Poster
in
Workshop: New Frontiers in Federated Learning: Privacy, Fairness, Robustness, Personalization and Data Ownership
Bayesian SignSGD Optimizer for Federated Learning
Paulo Ferreira · Pablo Silva · Vinicius Gottin
Federated Learning is a distributed Machine Learning framework aimed at training a global model by sharing edge nodes' locally trained models instead of their datasets. This presents three major challenges: communication between edge nodes and the central node; heterogeneity of edge nodes (e.g. availability, computing, datasets); and security.
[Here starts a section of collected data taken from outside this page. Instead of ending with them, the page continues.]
PR #857, opened 2022-11-06
Clean up test files

bdice:
## Description
This PR cleans up some unused global variables from test files and makes variable naming more consistent.

One noteworthy change: we need to rename the function `testdata` because pytest is interpreting it as a test based on its name. It is just a helper function that returns a generated random string. This was throwing a warning:

```
tests/test_job.py::testdata
  /opt/hostedtoolcache/Python/3.10.8/x64/lib/python3.10/site-packages/_pytest/python.py:199: PytestReturnNotNoneWarning: Expected None, but tests/test_job.py::testdata returned '61aed30d-f239-4bae-aa5c-24d122db9017', which will be an error in a future version of pytest.  Did you mean to use `assert` instead of `return`?
    warnings.warn(
```

## Checklist:

### DIFF
--- a/tests/test_job.py
+++ b/tests/test_job.py
@@ -2,7 +2,6 @@
 # All rights reserved.
 # This software is licensed under the BSD 3-Clause License.
 import copy
-import io
 import json
 import logging
 import os
@@ -52,12 +51,7 @@ BUILTINS_HASH = "7a80b58db53bbc544fc27fcaaba2ce44"
 NESTED_HASH = "bd6f5828f4410b665bffcec46abeb8f3"
 
 
-def config_from_cfg(cfg):
-    cfile = io.StringIO("\n".join(cfg))
-    return signac.common.config._read_config_file(cfile)
-
-
-def testdata():
+def generate_test_data():
     return str(uuid.uuid4())
 
 
@@ -625,7 +619,7 @@ class TestJobOpenAndClosing(TestJobBase):
 class TestJobDocument(TestJobBase):
     def test_get_set(self):
         key = "get_set"
-        d = testdata()
+        d = generate_test_data()
         job = self.open_job(test_token)
         assert not bool(job.document)
         assert len(job.document) == 0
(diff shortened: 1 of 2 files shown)


tests/test_project.py
```diff
@@ -111,11 +86,7 @@ def test_workspace_directory(self):
         assert os.path.join(self._tmp_pr, "workspace") == self.project.workspace
 
     def test_config_modification(self):
-        # In-memory modification of the project configuration is
-        # deprecated as of 1.3, and will be removed in version 2.0.
-        # This unit test should reflect that change beginning 2.0,
-        # and check that the project configuration is immutable.
-        assert _CURRENT_VERSION < _VERSION_2
```
bdice, line 118: This test was going to fail when we bumped the version to 2.0.0. I fixed it here in advance of the actual version bump.

vyasr: For reference, this was intended to guard against releasing 2.0 with code that was previously removed in #608. This comment lingered on past when the offending code was removed, which is why it's safe to remove now with no additional changes.

vyasr (changes requested):
The current implementation of `generate_test_data` doesn't add much value. In almost every test that is using it I think we would be better off hardcoding values. None of the tests are doing anything that relies on the randomness/uniqueness of a uuid, and in some places we're doing odd things like asserting that the generated values are not identical. Let's get rid of this entirely, or if we really like having at least one default input for the tests that don't need multiple, make this a fixture.

bdice:
@vyasr That sounds like a good plan. I was also troubled by the usage patterns of the `generate_test_data` function but wasn't sure if a thorough change should be in the scope of this PR. I just wanted to fix the warning in this PR that came from treating `def testdata()` as a test. I'll change this PR accordingly.

tests/test_job.py
```diff
@@ -52,15 +51,6 @@ def builtins_dict():
...
 
-def config_from_cfg(cfg):
-    cfile = io.StringIO("\n".join(cfg))
-    return signac.common.config._read_config_file(cfile)
-
-
-def testdata():
-    return str(uuid.uuid4())
-
-
```
csadorf, line 63: Yes, this would be better served by [text()](https://hypothesis.readthedocs.io/en/latest/data.html#hypothesis.strategies.text).  😁

tests/test_project.py
```diff
@@ -67,30 +66,6 @@
 WINDOWS = sys.platform == "win32"
```
csadorf, line 66: Should this be aligned with https://github.com/glotzerlab/signac/pull/850/files#diff-2536a92baaf2e0ef0a296bc63eb34b07ed102cf82c7f6d50f13a68b862d138c6R31 ?

bdice: *sigh* Unfortunately no. We're really testing for two different functionalities. The multithreaded failures occur on both Windows and Cygwin, but the linked view failures occur only on Windows and _not_ Cygwin.

bdice: The right solution is probably to refactor both checks to describe exactly what they're checking, and not just "Windows." It's really two different sets of functionality.

csadorf (approved):

vyasr (approved):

In this paper we focus on the communication challenge, which is two-fold: decreasing the number of communication rounds; and compressing the information sent back and forth between edge nodes and the central node. Particularly, we are interested in cases where strict constraints over the allowed network traffic of gradients may apply – e.g. frequent training of predictive models for globally distributed devices. The recent success of 1-bit compressor (e.g. majority voting SignSGD) is promising; however, such high-compression methods are known to have slow (or problematic) convergence. We propose a Bayesian framework, named BB-SignSGD, encompassing 1-bit compressors for a principled and flexible choice of how much information to carry from previous communication rounds during central aggregation. We prove that majority voting SignSGD is a special case of our framework when particular choices are taken within it. We present results from extensive experiments in five different datasets. We show that, compared to majority voting SignSGD, other choices within BB-SignSGD support higher learning rates to achieve faster convergence, competitive even with uncompressed communication.